[Data extracted from a collection]

PR #3013, opened 2020-09-30
Update eip-173.md, makes its status Final

mudgen:


eip-automerger:

 - Trying to change EIP 173 state from Last Call to Final

lightclient (approved):

MicahZoltu (approved):
Can you remove this from the 165 interface comment:
>  This function uses less than 30,000 gas.
Gas costs can change (and sometimes dramatically) so there is no guarantee that this statement will remain true forever.

Otherwise I think this is good to go as final.

PR #3023, opened 2020-10-04
Informational: Contract Wallet Detection

3esmit:
## Simple Summary

Provides a registry for checking if a contract is a user wallet.

## Abstract

The wallet software should warn users of common mistakes, such as transferring ERC20 to a contract which is not intended to handle it. User wallet contracts can be detected off-chain through analysis of common code hashes used for most users. 

## Motivation

Huge amounts of value have been lost due simple mistakes as sending all your tokens to the token contract itself, a common mistake by new (or tired) users, to paste the token address in the destination field, instead of pasting it on the wallet configuration. 

Also, new users, coming from less advanced blockchains where all addresses are controlled by a person, willing to participate in a ethereum project, ends up sending value to the wrong contract, and/or directly (without using ERC20 approval design) to the project's contract.

## Specification

The contract should returns "Wallet" if the contract is registered as a "user wallet contract", and thus be capable move tokens received on that address.

Undefined code hashes are considered as proxies by default, as proxies can have unique code per implementation (see ERC1167).

The registry could also check for certain ERC-1820 signature to accept as a contract wallet.

A democracy or a multisig between the ethereum developer community (Status, MetaMask, MyCrypto, MyEtherWallet, Argent, Gnosis, Aragon, Decentraland, and others), would control the registry, and would be able to approve the inclusion in a codehash->type map for defining all commonly used wallet contracts. 

A script that connects to a full node would scan for combinations of function signatures inside contract code in state to guide controllers to the inclusion of all possible user wallets, even those with small tweaks that make them have a different code hash. 

## Rationale

A smart contract would allow wallets in a single request to find out if a destination address is safe to handle tokens. 
Sharing the smart contract between all major wallets creates a standard that contributes with a better ethereum UX. 

A democracy could replace the multisig, where the voters could be the former participants of the multisig, or any other more democratic method. 
To provide backwards compatibility with all possible wallet contracts, a codehash map is the best solution. 

## Backwards Compatibility

At the current time, externally owned addresses (code size == 0) would still be considered safe, but with the mature of this specification, and the future of ethereum with account abstraction, all wallets would be a smart contract, and sending tokens to a mistyped address would also be covered. 

Some Proxy standards are not compatible by default, as eip-1822, however this is easily manageable by the implementation contract, which can expose the function, or register itself as a token receiver through EIP-820.

## Security Considerations

The worst case scenario for this tool would be false positives (warning about risk of loss on a wallet contract) or false negatives (not warning when user is about to send tokens to an unrecoverable address), which would still be an improvement over current situation

## Test Cases

TBD

## Implementation

WIP
TODO ERC1820 support or similar

```solidity
pragma solidity ^0.7.2;

interface ERC897 {
    function implementation() external view returns (address);
}

interface NonStandard {
    function masterCopy() external view returns (address); //gnosis
    function currentContract() external view returns (address); //decentraland
    function contractImplementation() external view returns (address); //lime
    //add others
}

/**
 * @author Ricardo Guilherme Schmidt (Status Research & Development GmbH)
 * @notice Registry of Wallet Codehashes and Wallet capability checker
 */
contract CodehashType {
    event ControllerChanged(address newController);
    event CodehashTypeSet(bytes32 codehash, CodeType indexed codeType);
    enum CodeType { Undefined, Unknown, NoCode, Wallet, Proxy }
    
    address public controller;

    mapping(bytes32 => CodeType) public codeTypeMap;

    modifier onlyController(){
        require(msg.sender == controller, "Unauthorized");
        _;
    }

    /**
     * @param nullHash codehash of a externally owned address (EOA)
     */
    constructor(bytes32 nullHash) {
        codeTypeMap[nullHash] = CodeType.NoCode; 
    }

    /** 
     * @param sample A deployed contract to define codehash type.
     */
    function setCodehash(address sample, CodeType codeType) external onlyController {
        require(isContract(sample), "No code");
        bytes32 codeHash = getCodeHash(sample);
        codeTypeMap[codeHash] = codeType;
        emit CodehashTypeSet(codeHash, codeType);
    }

    function changeController(address newController) external onlyController {
        controller = newController;
    }

    /** 
     * @notice Search for thecode type of current installed logic
     * @param test An address in test.
     */
    function searchCodeType(address test) public view returns(CodeType codeType) {
        codeType = codeTypeMap[getCodeHash(test)];
        if(codeType == CodeType.Proxy || codeType == CodeType.Undefined){
            address implementation = getImplementation(test);
            if(implementation == address(0) || implementation == test){
                return CodeType.Unknown;
            }
            codeType = searchCodeType(implementation);
        }
    }

    /** 
     * @notice Search for proxy implementation
     * @param proxy Proxy in lookup.
     */
    function getImplementation(address proxy) public view returns(address) {
        try ERC897(proxy).implementation() returns (address implementation) {
            return implementation;
        } catch {
            
        } try NonStandard(proxy).masterCopy() returns (address implementation) {
            return implementation;
        } catch {
            
        } try NonStandard(proxy).currentContract() returns (address implementation) {
            return implementation;
        } catch {
            
        } try NonStandard(proxy).contractImplementation() returns (address implementation) {
            return implementation;
        } catch {
            
        } //** other proxy detection */
        try this.ERC1167implementation(proxy) returns (address implementation) {
            return implementation;
        }  catch {

        }
        return address(0);
    }

    /** 
     * @notice Extracts implementation of a ERC1167 address
     * @param proxy in lookup
     */
    function ERC1167implementation(address proxy) public view returns (address implementation) {     
        assembly {
            extcodecopy(proxy, implementation, 10, 20)
        }
        require(isContract(implementation), "Not ERC1167");
    } 

    /** 
     * @notice Get current codehash of source
     * @param source address to load code from
     */
    function getCodeHash(address source) public view returns (bytes32 codeHash) {
        assembly { codeHash := extcodehash(source) }
    }

    function isContract(address test) public view returns (bool){
        uint256 size;
        assembly {
            size := extcodesize(test)
        }
        return size > 0;
    }
}
```

## Copyright

### DIFF
--- a/EIPS/eip-3023.md
+++ b/EIPS/eip-3023.md
@@ -21,7 +21,7 @@ The wallet software should warn users of common mistakes, such as transferring E
 
 Huge amounts of value have been lost due simple mistakes as sending all your tokens to the token contract itself, a common mistake by new (or tired) users, to paste the token address in the destination field, instead of pasting it on the wallet configuration. 
 
-Also, new users, coming from less advanced blockchains where all addresses are controlled by a person, willing to participate in a ethereum project, ends up sending value to the wrong contract, and/or directly (without using ERC20 approval design) to the project's contract.
+New users end up sending value to the wrong contract, and directly (without using ERC20 approval design) to the project's contract.
 
 ## Specification
 
--- a/EIPS/eip-3023.md
+++ b/EIPS/eip-3023.md
@@ -6,7 +6,7 @@ discussions-to: https://github.com/ethereum/EIPs/pull/3023
 status: Draft
 type: Informational
 created: 2020-10-04
-requires: 20, 897, 1820 
+requires: 20, 897, 1820
 ---
 
 ## Simple Summary
--- a/EIPS/eip-3023.md
+++ b/EIPS/eip-3023.md
@@ -2,7 +2,7 @@
 eip: 3023
 title: Contract Wallet Detection
 author: Ricardo Guilherme Schmidt (@3esmit)
-discussions-to: https://github.com/ethereum/EIPs/pull/3023
+discussions-to: https://ethereum-magicians.org/t/informational-3023-contract-wallet-detection/4831
 status: Draft
 type: Informational
 created: 2020-10-04
--- a/EIPS/eip-3023.md
+++ b/EIPS/eip-3023.md
@@ -1,8 +1,8 @@
 ---
-eip: <to be assigned>
+eip: 3023
 title: Contract Wallet Detection
 author: Ricardo Guilherme Schmidt (@3esmit)
-discussions-to: <to be assigned>
+discussions-to: https://github.com/ethereum/EIPs/pull/3023
 status: Draft
 type: Informational
 created: 04-Oct-2020
--- a/EIPS/eip-3023.md
+++ b/EIPS/eip-3023.md
@@ -5,7 +5,8 @@ author: Ricardo Guilherme Schmidt (@3esmit)
 discussions-to: https://github.com/ethereum/EIPs/pull/3023
 status: Draft
 type: Informational
-created: 04-Oct-2020
+created: 04-10-2020
+requires: 20, 897, 1820 
 ---
 
 ## Simple Summary
--- a/EIPS/eip-3023.md
+++ b/EIPS/eip-3023.md
@@ -5,7 +5,7 @@ author: Ricardo Guilherme Schmidt (@3esmit)
 discussions-to: https://github.com/ethereum/EIPs/pull/3023
 status: Draft
 type: Informational
-created: 04-10-2020
+2020-10-04
 requires: 20, 897, 1820 
 ---
 
@@ -22,7 +22,6 @@ The wallet software should warn users of common mistakes, such as transferring E
 Huge amounts of value have been lost due simple mistakes as sending all your tokens to the token contract itself, a common mistake by new (or tired) users, to paste the token address in the destination field, instead of pasting it on the wallet configuration. 
 
 Also, new users, coming from less advanced blockchains where all addresses are controlled by a person, willing to participate in a ethereum project, ends up sending value to the wrong contract, and/or directly (without using ERC20 approval design) to the project's contract.
-
 
 ## Specification
 
--- a/EIPS/eip-3023.md
+++ b/EIPS/eip-3023.md
@@ -5,7 +5,7 @@ author: Ricardo Guilherme Schmidt (@3esmit)
 discussions-to: https://github.com/ethereum/EIPs/pull/3023
 status: Draft
 type: Informational
-2020-10-04
+created: 2020-10-04
 requires: 20, 897, 1820 
 ---
 
--- a/EIPS/eip-contract-wallet-detection.md
+++ b/EIPS/eip-contract-wallet-detection.md
@@ -1,0 +1,193 @@
+---
+eip: <to be assigned>
+title: Contract Wallet Detection
+author: Ricardo Guilherme Schmidt (@3esmit)
+discussions-to: <to be assigned>
+status: Draft
+type: Informational
+created: 04-Oct-2020
+---
+
+## Simple Summary
+
+Provides a registry for checking if a contract is a user wallet.
+
+## Abstract
+
+The wallet software should warn users of common mistakes, such as transferring ERC20 to a contract which is not intended to handle it. User wallet contracts can be detected off-chain through analysis of common code hashes used for most users. 
+
+## Motivation
+
+Huge amounts of value have been lost due simple mistakes as sending all your tokens to the token contract itself, a common mistake by new (or tired) users, to paste the token address in the destination field, instead of pasting it on the wallet configuration. 
+
+Also, new users, coming from less advanced blockchains where all addresses are controlled by a person, willing to participate in a ethereum project, ends up sending value to the wrong contract, and/or directly (without using ERC20 approval design) to the project's contract.
+
+
+## Specification
+
+The contract should returns "Wallet" if the contract is registered as a "user wallet contract", and thus be capable move tokens received on that address.
+
+Undefined code hashes are considered as proxies by default, as proxies can have unique code per implementation (see ERC1167).
+
+The registry could also check for certain ERC-1820 signature to accept as a contract wallet.
+
+A democracy or a multisig between the ethereum developer community (Status, MetaMask, MyCrypto, MyEtherWallet, Argent, Gnosis, Aragon, Decentraland, and others), would control the registry, and would be able to approve the inclusion in a codehash->type map for defining all commonly used wallet contracts. 
+
+A script that connects to a full node would scan for combinations of function signatures inside contract code in state to guide controllers to the inclusion of all possible user wallets, even those with small tweaks that make them have a different code hash. 
+
+## Rationale
+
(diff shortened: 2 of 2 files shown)


3esmit:
## Discussion: Should this EIP also cover this functionality: https://info.etherscan.com/ethprotect/ ?

It's simple to include another CodeTypes for things like "Phishing", "Honey Pot", "Pyramid" and more types, however its also easy for this type of attackers evade this detection, as the detection rules are public, they can simple make their contract/address change, being a for ever cat-mouse chase.

Personally I don't think is the scope of this EIP, however I think is something interesting to have, I am just not sure if this detection mechanism would work well being open source/public.

3esmit:
This twitter account posts everytime someone do this type of mistakes https://twitter.com/TokenOops

MicahZoltu:
This feels very much like a Good Idea rather than a Standard.

It is well known that I'm generally against Informational EIPs because it is a horribly slippery slope into "EIPs repository as documentation for random Ethereum applications/projects".  Not all editors agree with me on this stance, but I'm pretty strongly against using Informational EIPs really at all.

3esmit:
@MicahZoltu 

I think this is more than a documentation for random Ethereum projects. Account contacts are a common design for most Ethereum projects, and right now wallets have no standard way of identify what is a wallet contract. 

I think is informational because it informs wallet developers, both contract wallet developers and wallet software developers, a method to identify and define wallet contracts. 

Also, I wanted it to be part of EIP because I consider it an "Ethereum Improvement Proposal", as it improves the Ethereum ecossystem to avoid common mistakes related to ERC20, and therefore something that should be followed by other wallets as well. Also because I think that other Ethereum projects might want to collaborate with this definition.  

Do you think this would fit better as an ERC?

MicahZoltu:
Sorry, I didn't mean this EIP was "documentation for a random project".  I meant that this EIP is somewhere on the fuzzy spectrum between "technical standard" and "personal project documentation".  I was using it as an example of the slippery slope I see between those two extremes.

You have been caught up in my failing quest to get rid of informational EIPs entirely.  I *personally* want the EIPs repository to be a standards repository, not a Good Idea repository.  The reason for this is a fear of EIP repository scope creep and an increased drain on the already incredibly scarce resource that is EIP editors.  There is no schelling fence between Informational EIPs like this one, or others currently proposed, and "I want to store my project's documentation in the EIP repository".

The best schelling fence would be to assert that EIPs repository is for technical standards only, which would mean dropping the Informational category.

You are correct that per current repository rules this is reasonable and valid, I just dislike the current rules and when I see EIPs like this I bring up my distaste for the current rules as a reminder to everyone involved in the process of my preference to change these rules.

3esmit:
@MicahZoltu I think that you should create a Meta EIP to discuss the concerns on Informational EIPs, and what would be done with the current 4 Informational EIPs and this one. 
Let me know if you think there is a better way of classifying this idea than Informational EIP.

MicahZoltu:
My preference is that Good Ideas are documented in a book, blog post, reddit thread, Stack Exchange Q&A, news article, etc.  I'm not a fan of standards repositories like RFCs, IEEE, W3C, etc. including Good Ideas.

Keep in mind, while I'm the editor that reviews the most PRs currently, my say is certainly not final and on this topic especially I have been overruled many times in the past.  😄 If I ignore my personal bias, I would say that you can probably get something like this included by another editor without too much issue.

> I think that you should create a Meta EIP to discuss the concerns on Informational EIPs

I also have a dislike for Meta EIPs.  😬

EIPS/eip-3023.md
```diff
@@ -0,0 +1,194 @@
+---
+eip: 3023
+title: Contract Wallet Detection
+author: Ricardo Guilherme Schmidt (@3esmit)
+discussions-to: https://github.com/ethereum/EIPs/pull/3023
+status: Draft
+type: Informational
+created: 04-10-2020
```
MicahZoltu, line 8:
```suggestion
2020-10-04
```
ISO-8601

EIPS/eip-3023.md
```diff
@@ -0,0 +1,194 @@
...
+
+The wallet software should warn users of common mistakes, such as transferring ERC20 to a contract which is not intended to handle it. User wallet contracts can be detected off-chain through analysis of common code hashes used for most users. 
+
+## Motivation
+
+Huge amounts of value have been lost due simple mistakes as sending all your tokens to the token contract itself, a common mistake by new (or tired) users, to paste the token address in the destination field, instead of pasting it on the wallet configuration. 
+
+Also, new users, coming from less advanced blockchains where all addresses are controlled by a person, willing to participate in a ethereum project, ends up sending value to the wrong contract, and/or directly (without using ERC20 approval design) to the project's contract.
+
+
```
MicahZoltu, line 26:
```suggestion
```
Formatting consistency.

EIPS/eip-3023.md
3esmit: Ah, great catch. I used my native format instead of the universal format. Thank you.

EIPS/eip-3023.md
```diff
@@ -0,0 +1,193 @@
+---
+eip: 3023
+title: Contract Wallet Detection
+author: Ricardo Guilherme Schmidt (@3esmit)
+discussions-to: https://github.com/ethereum/EIPs/pull/3023
+status: Draft
+type: Informational
+created: 2020-10-04
+requires: 20, 897, 1820
```
lightclient, line 9:
```suggestion
requires: 20, 897, 1820
```

lightclient (changes requested):

EIPS/eip-3023.md
```diff
@@ -0,0 +1,193 @@
...
+
+## Abstract
+
+The wallet software should warn users of common mistakes, such as transferring ERC20 to a contract which is not intended to handle it. User wallet contracts can be detected off-chain through analysis of common code hashes used for most users. 
+
+## Motivation
+
+Huge amounts of value have been lost due simple mistakes as sending all your tokens to the token contract itself, a common mistake by new (or tired) users, to paste the token address in the destination field, instead of pasting it on the wallet configuration. 
+
+Also, new users, coming from less advanced blockchains where all addresses are controlled by a person, willing to participate in a ethereum project, ends up sending value to the wrong contract, and/or directly (without using ERC20 approval design) to the project's contract.
```
Souptacular, line 24: I would change to "end up sending" instead of "ends up sending". If you take all the extras away from the sentence it would say "New users end up sending value to the wrong contract" which sounds better than "ends up".

Souptacular (commented):
I agree with @MicahZoltu that this particular EIP falls into a weird spot. I don't think this is in the spirit of an Informational EIP for a few reasons:

- This seems more like an EIP because it is something that different groups could implement at a smart contract level, making it an ERC.
- This line stuck out to me from [this comment](https://github.com/ethereum/EIPs/pull/3023#issuecomment-703582960): `I think is informational because it informs wallet developers, both contract wallet developers and wallet software developers, a method to identify and define wallet contracts.` I feel like ERC's are informing developers in similar ways.

I predict Informational EIPs will be dropped altogether in the next few months after a few more EIPIP meetings since I've only met a few strong proponents for them, and therefore highly recommend you move this to a blog post, or _maybe_ an ERC. I'm open to hearing from other editors.

EIPS/eip-3023.md
3esmit: Thanks, I did as you suggested.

- _WORK ITEM_
Restate, word for word and with nothing added, the lines from the beginning of the records above through the line that contains "Gas costs can".

- _YOUR RESPONSE_
PR #3013, opened 2020-09-30
Update eip-173.md, makes its status Final

mudgen:


eip-automerger:

 - Trying to change EIP 173 state from Last Call to Final

lightclient (approved):

MicahZoltu (approved):
Can you remove this from the 165 interface comment:
>  This function uses less than 30,000 gas.
Gas costs can change (and sometimes dramatically) so there is no guarantee that this statement will remain true forever.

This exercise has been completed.